### The records
PR #265, opened 2024-07-09
feat(cmd/rofl): Add initial support for ROFL app management

kostko:


cmd/rofl.go
```diff
@@ -0,0 +1,306 @@
...
+	roflAdminAddress string
+
+	roflCmd = &cobra.Command{
+		Use:     "rofl",
+		Short:   "ROFL app management",
+		Aliases: []string{"r"},
+	}
+
+	roflCreateCmd = &cobra.Command{
+		Use:   "create <policy.json>",
```
matevz, line 32: Please add an example policy to the docs.

cmd/rofl.go
```diff
@@ -0,0 +1,306 @@
...
+	// Parse policy.
+	var policy rofl.AppAuthPolicy
+	if err = json.Unmarshal(rawPolicy, &policy); err != nil {
+		cobra.CheckErr(fmt.Errorf("malformed ROFL app policy: %w", err))
+	}
+	return &policy
+}
+
+func init() {
+	f := flag.NewFlagSet("", flag.ContinueOnError)
```
matevz, line 282:
```suggestion
	adminFlags := flag.NewFlagSet("", flag.ContinueOnError)
```

matevz (approved):
Please also add a brief example to the docs (add `rofl.md`).

matevz:
How can a user know what's the staking threshold to register a ROFL app? This should probably go [somewhere here right](https://github.com/oasisprotocol/cli/blob/master/cmd/network/show.go#L361-L369)?

kostko:
Not there as that one is for network-wide stuff? The ROFL subcommand could mention it somewhere, e.g. when trying to create a new ROFL app and not having enough funds?

PR #355, opened 2018-10-05
[PREVIEW] PRO-3858 - Users being prevented from reaching payment screen after probate release

shepda:

https://tools.hmcts.net/jira/browse/PRO-3858

### Change description ###

We need to do this because the formdata gets set without the applicantEmail during the screener questions and the applicantEmail needs to be set after returning from IDAM

```
[ ] Yes
[x] No
```


shepda:
Closed because PREVIEW

PR #359, opened 2018-10-11
PRO-3755 - Upload death certificate - Max Files

shepda:

https://tools.hmcts.net/jira/browse/PRO-3755

### Change description ###

**Add validation for the number of files.**

- Only 10 files may be uploaded and this should work when using the files selector and dragging/dropping.

- If you have multiple error messages displaying on the file list and you remove all the files for an error message then the error summary is also updated to remove reference to that error message.

- If you drag 12 files into the Dropzone and get 2 error messages then remove 2 of the uploaded files, the error messages remain even though you've now only uploaded 8 files...discussed and agreed with Femi and Davy.

```
[ ] Yes
[x] No
```


shepda:
Closed because preview

PR #391, opened 2018-10-25
[PREVIEW] Pro 3779 session not timing out

davejones74:
https://tools.hmcts.net/jira/browse/PRO-3779

### Change description ###
Update to add session expiry to the Probate Personal Applicant application. This is controlled by two config parameters - _Expires_ and _TTL_.
- app.session.expires: 7200000 // ms (120 min)
- app.session.ttl: 28800 // s (8 hours)

The **expires** paremeter configures an inactive period which is two hours. If the user hasn't clicked in the two hours then the application times out. This is configured for two hours to cover the Payment timeout period allowed which is 90 minutes. 

The **ttl** parameter configures the time to live for the session (Redis sessionStore) object. This time is 8 hours but appears to be reset every time the user performs a request.

The difference between ttl and expires is that expires is a soft flag where the session isn't necessirly lost but the application can then force the timeout to occur. This allows CSRF issues to be accomodated. ttl once passed removes the session from redis.

The implementation has highlighted an existing issue currently inherient in the live application and with this update - if the session store object is lost I.e. TTL is reached or the session is removed from Redis unexpectedly, performing a POST at that point would cause an CSRF error, however for a session expiry this is not the case.

Once either a session has expired or a session is lost the application redirects to a /time-out page which is publically and therefore not protected from IdAM. The user will then be given the option to login again. 

```
[ ] Yes
[x] No
```


app/components/security.js
```diff
@@ -32,8 +32,24 @@ class Security {
...
+                    }
+                    logger.info('Redirecting user to the time-out page.');
+                    res.clearCookie(SECURITY_COOKIE);
+                    delete req.cookies[SECURITY_COOKIE];
+                    return res.redirect('/time-out');
+                }
+
+                logger.debug('Extending session for active user.');
+                req.session.expires = Date.now() + config.app.session.expires;
+
```
shepda: We already have the logger on the request and this adds the session id which will help track logging for a specific user, for example use 

`req.log.error('The current user session is lost.');` 

instead of 

`logger.error('The current user session is lost.');`

This will display a log message like this

`2018-11-06T13:55:17+00:00 - error: [frontend, sessionId: ZGy_k7uHQ_9TmMHTdQ6vbGXx69-TtfnQ] Document upload timed out`

instead of 

`2018-11-06T13:55:17+00:00 - error: [frontend, sessionId: Init] Document upload timed out`

PR #429, opened 2018-11-07
PRO-1441: DoB and DoD validation

douglasrice:
https://tools.hmcts.net/jira/browse/PRO-1441

### Change description ###
Validate DoB and DoD relative to each other and only allow dates in the past.

```
[ ] Yes
[X] No
```


app/steps/ui/deceased/dod/index.js
```diff
@@ -14,7 +15,25 @@ class DeceasedDod extends DateStep {
...
+        }
+
+        const dod = new Date(`${ctx.dod_year}-${ctx.dod_month}-${ctx.dod_day}`);
+
+        const today = new Date();
+        today.setHours(0, 0, 0, 0);
+
+        if (dod > today) {
+            errors.push(FieldError('dod_date', 'dateInFuture', this.resourcePath, this.generateContent()));
+        } else if (typeof dob === 'object' && dob >= dod) {
```
shepda: 1. Do we need to check if `dob` is an object here? If so then we'd probably also need to check that `dod` is also an object?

### Task details
Report back each line in the material above that contains the string "messages".

### Output for this exercise
- If you have multiple error messages displaying on the file list and you remove all the files for an error message then the error summary is also updated to remove reference to that error message.
- If you drag 12 files into the Dropzone and get 2 error messages then remove 2 of the uploaded files, the error messages remain even though you've now only uploaded 8 files...discussed and agreed with Femi and Davy.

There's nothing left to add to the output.